• **Task to complete**: From the entries that follow, gather each line holding the word "ugly".

• **Data for the task**:
::::::::

Issue #123, opened 2018-03-26
Investigate Different Approach to nested ThemeProviders


aabenoja:
The mantra so far has been that we need to supply the theme to a `ThemeProvider` only once and the changes will trickle down, but this becomes a little difficult to maintain when children contain their own `ThemeProvider` with a default prop value of `defaultTheme`. Currently simply passing the theme as a prop will resolve all these situations, but I wonder if we need to spend a little more time thinking about how we want to approach nested `ThemeProviders` in general.

Per documentation `styled-component` does provide a [withTheme HoC](https://www.styled-components.com/docs/advanced#theming) that could resolve these issues in a potentially more elegant manner. To use #122 as an example:

```js
import styled, { ThemeProvider, withTheme } from 'styled-components';
import ToggleButton from './path/to/ToggleButton';

const ThemedToggleButton = withTheme(ToggleButton);
```

My only issue with this approach is that this is effectively the same as the solution proposed in #122, only obfuscated by the `withTheme` HoC. On one hand, we define the theme for the theme provider once and don't pass it around, which we want, but on the other it's a bit heavy handed. I'm leaning a little towards using the HoC since it does make the jsx just slightly cleaner.

Another vein of thought to explore could be using `withTheme` in place of `ThemeProvider` in components we know for sure will be wrapped with `ThemeProvider` in some parent, but I have no idea what guarantees we have in avoiding the current problem.

---

### Affected Locations
* #122 
* #127

aabenoja:
It is preferable to maintain our current approach of simply importing and dropping in components as needed without worrying about passing theme or wrapping our imports. Another approach that I'm leaning towards is the inverse where we wrap our **exports** with `withTheme`. In the example of button:

```js
export default withTheme(Button);
```

This results in the following jsx body when rendered

```jsx
<WithThemeButton>
  <Button>
    <ThemeProvider>
      { content }
    </ThemeProvider>
  </Button>
</WithThemeButton>
```

This approach maintains our ease of usability and styling and will respect all sources for theme in the following order

1. Use the `theme` prop, if provided
2. Will pull `theme` from the context provided by a parent `ThemeProvider`
3. Fallback to the theme provided by default props, if any

Darrken:
I really like this export approach, @aabenoja!

Darrken:
[...]

PR #127, opened 2018-03-28
Fixes CTAs in Notification not getting theme.

sbartlett:
Just like the Menu Component, there was a problem where the ThemeProvider was not actually passing the theme to the Buttons in the Notification.  Manually passing works correctly.

There may be a problem with the ThemeProvider and the Button component when the Button is nested inside other components. This will solve the immediate problem we are having until time can be spent figuring out the larger issue.


src/components/containers/notification/Notification.js
```diff
@@ -152,6 +152,7 @@ function renderCallsToAction(callsToAction) {
           <Button
             styleType={buttonStyleType}
             key={index}
+            theme={theme}
```
aabenoja: Related to #123, where button has it's own `ThemeProvider` that defaults to using the default theme when we don't explicitly pass in the theme like this.

Darrken:
@aabenoja Agreed.

Issue #76, opened 2017-08-24
Ship UMD Build


jrios:
Ship a UMD build so we can use [Unpkg](https://unpkg.com/#/) to host over a CDN.

aabenoja:
Taking this on again, in addition to creating a tree shaking build. What exactly did we have in mind for the UMD build? Is it going to be a single file with all our modules with their dependencies built into it?

aabenoja:
Closed by #190

PR #134, opened 2018-03-29
Tree Shaking Build

### LINKED ISSUE #130: Error When Not Using Moment.js
Compiling assets when not using the datepicker (only importing a simple button):

```js
import React from "react";
import ReactDOM from "react-dom";
import './styles/styles.css';

import Button from 'es-components';
import { ThemeProvider } from 'styled-components';
import { viaTheme } from 'es-components';

const App = () =>
  <div className="test">
    <h1>Colleague Portal</h1>
    <Button styleType="primary" isOutline style={buttonDemoStyle}>Primary</Button>
  </div>;

ReactDOM.render(
  <ThemeProvider theme={viaTheme}>
    <App />
  </ThemeProvider>,
  document.getElementById("app")
);
```

```
ERROR in ./node_modules/react-datepicker/es/index.js
Module not found: Error: Can’t resolve ‘moment’ in ‘/Users/ianlan/Projects/agent-management-suite/colleague-portal/app/node_modules/react-datepicker/es’
@ ./node_modules/react-datepicker/es/index.js 5:0-28 272:9-15 276:9-15 294:10-16 294:46-52 301:9-15 305:9-15 318:47-53 499:39-45 513:9-15 569:13-19 604:11-17 608:11-17 619:11-17 623:11-17
@ ./node_modules/es-components/lib/components/patterns/datepicker/DatePicker.js
@ ./node_modules/es-components/lib/index.js
@ ./src/index.js
@ multi (webpack)-dev-server/client?http://localhost:8080 webpack/hot/dev-server ./src/index.js
```

If we aren't using the datepicker in our project, this should not be a required dependency.

> Using React 16.2

aabenoja:
Closes #130 

* The [babel env](https://github.com/babel/babel/issues/4539) settings is currently bugged, so until this gets resolved in `babel 7.0` with `.babelrc.js` files I'm just going to have to do this ugly repetition.
* ~I might need to spend a bit more time thinking about how to approach the `build:es6` script to make it windows friendly.~ Addressed with `cross-env`
* Use new `es6` build as the default over the `lib` directory


aabenoja:
@Darrken As of webpack 4 yes. In development mode all unused exports are not added to `exports`, but all imports are still called. Per documentation this is as designed and those imports will be removed during the minification process.

Speaking of documentation I think a small usage note in the readme is all we would need. I'm not entirely sure if such directions are necessary in the styleguide itself.

Slight side note, but I've been debating on whether or not to include my [umd changes](https://github.com/aabenoja/es-components/commit/97562e1743e87e0b0bd36483fdd503921e0bcd15) for #76 and make this a general build updates PR.

aabenoja:
@Darrken @jrios I'm thinking of making the es6 build the default and releasing this as `v11`. We only have one project that's still on webpack 1. Rather than teaching our more recent projects how to consume the es6 build we should teach the one to use the old es5 build. That is less work downstream, where the only real change is adding a webpack alias.

Darrken:
@aabenoja So teams that are using it in newer projects (LAC rewrite) won't have to retool anything to get it to work if we make it the default?

aabenoja:
@Darrken Correct, it should work as is. If we did not and released as a minor version bump the easiest way for other projects would be a webpack alias to point all references to `es-components` to `es-components/es6` so that they wouldn't have to update all their imports.

aabenoja:
@jrios Any thoughts on the approach here?

jrios:
This looks like a good approach. 

Have we verified that resulting bundles are smaller? 
It would be nice to see a screenshot comparison of a bundle using the`DatePicker` component vs a bundle without it.

aabenoja:
@jrios I did some testing using `Icon` while developing this. I put together a quick [gist](https://gist.github.com/aabenoja/324280bbcfa425693cf42b050a6b0288) comparing the original source file, the dev bundle and the minified prod bundle. As I mentioned before the dev bundles will still import everything while the prod bundle will trim and inline as much as it can. I'm pretty sure we'll see similar results using `DatePicker`.

aabenoja:
Although I'm fairly sure this would not cause breaking changes downstream for all our projects I bumped it up to major just to be safe. We could easily drop it back down to a minor bump.

Darrken:
I wouldn't mind *not* bumping it a major version, but I'm okay either way.

PR #135, opened 2018-03-30
Wrap Components Using ThemeProvider with withTheme HoC

aabenoja:
The root cause of #123 is the component's default props overriding the theme provided in the context of a parent `ThemeProvider`. By wrapping components that have a `defaultProps.theme` value of `defaultTheme` with the `withTheme` higher order component we allow these components to respect the theme from context first before falling back to `defaultProps`.


jrios:
This looks fine to me. It'll be interesting to see if the release of React 16.3 and the new Context API if anything will change in Styled Components.

jrios:
Once the tests are fixed.

Darrken:
Should we now be able to get rid of some of the explicit theme props we're passing to subcomponents, like in ToggleButton?

aabenoja:
@jrios There's a good bit of [discussion](https://github.com/styled-components/styled-components/issues/1459) around that.

@Darrken Good point. Good thing I tagged those PRs.

aabenoja:
@Darrken @jrios I did fix the tests, but they did require me to export the affected components a second time. I'm going to need some extra scrutiny on that second commit here before I do another version bump.

Darrken:
From what I've read, it sounds like wrapping components in a HOC prevents access to the methods on the underlying component. Exporting the base component as well seems to get around this. I had to do this to the components I wrapped with Uncontrollable so Styleguidist would be able to generate docs for them.

src/components/controls/radio-buttons/RadioGroup.specs.js
```diff
@@ -45,6 +45,7 @@ describe('RadioGroup component', () => {
   it('renders a specific RadioButton as disabled when that option is set to disabled', () => {
     const radioOptions = buildOptions(3, 0);
     instance.setProps({ radioOptions });
+    console.log(instance.debug());
```
Darrken: Probably don't want this in here?

aabenoja:
@jrios Those tests had components that were mounted with the new `WithTheme(WrappedComponent)` component as the outer component. These tests would immediately assert their state assertions against this wrapper, and my previous attempts to use `.find('WrappedComponent')` and assert state would result in `enzyme` throwing an error that `.state()` is only supported on the root element.

I attempted to use shallow rendering. In addition to the ugly `.dive().dive().dive()` chains to force my way down not all of the `.simulate()` calls would work as expected.

PR #136, opened 2018-04-02
Datepicker navigation button color fix

Darrken:
This fixes a small background-color issue with the datepicker. It's small enough it could be merged in along with another PR so as not to bump the version number. I also adjusted some syntax in the package.json that was breaking commits when using SourceTree.


package.json
```diff
@@ -8,7 +8,7 @@
     "build": "babel src -d lib --ignore specs.js,*.md --copy-files",
     "ci": "npm run lint && npm test",
     "lint": "eslint src",
-    "precommit": "lint-staged && ./rebuild-docs.sh",
```
aabenoja: Apparently we need this for windows users. Should we replace this with `sh rebuild-docs.sh` instead for cross compatibility?

Darrken: Done.

aabenoja: No issues with SourceTree?

Darrken: Nope, worked fine.

PR #137, opened 2018-04-02
 Shows check mark on Checkbox focus instead of just hover.

sbartlett:


src/components/controls/checkbox/Checkbox.js
```diff
@@ -43,16 +43,22 @@ const CheckboxLabel = Label.extend`
...
     outline: 5px auto ${props => props.theme.colors.inputFocus};
+    &:after {
+      border-color: ${props =>
+        props.checked
+          ? props.theme.colors.white
+          : props.theme.colors.grayLight};
+    }
   }
 `;
+/* eslint-enable */
```
aabenoja: Just out of curiosity what prompted the need to move this further down?

PR #138, opened 2018-04-02
Wrap all examples with ThemeProvider

aabenoja:
Fixes the broken examples introduced by #135


Darrken:
Thank you, this seems like a good solution where we don't have to adjust every example manually.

::::::::

• **Exercise response**:
* The [babel env](https://github.com/babel/babel/issues/4539) settings is currently bugged, so until this gets resolved in `babel 7.0` with `.babelrc.js` files I'm just going to have to do this ugly repetition.
I attempted to use shallow rendering. In addition to the ugly `.dive().dive().dive()` chains to force my way down not all of the `.simulate()` calls would work as expected.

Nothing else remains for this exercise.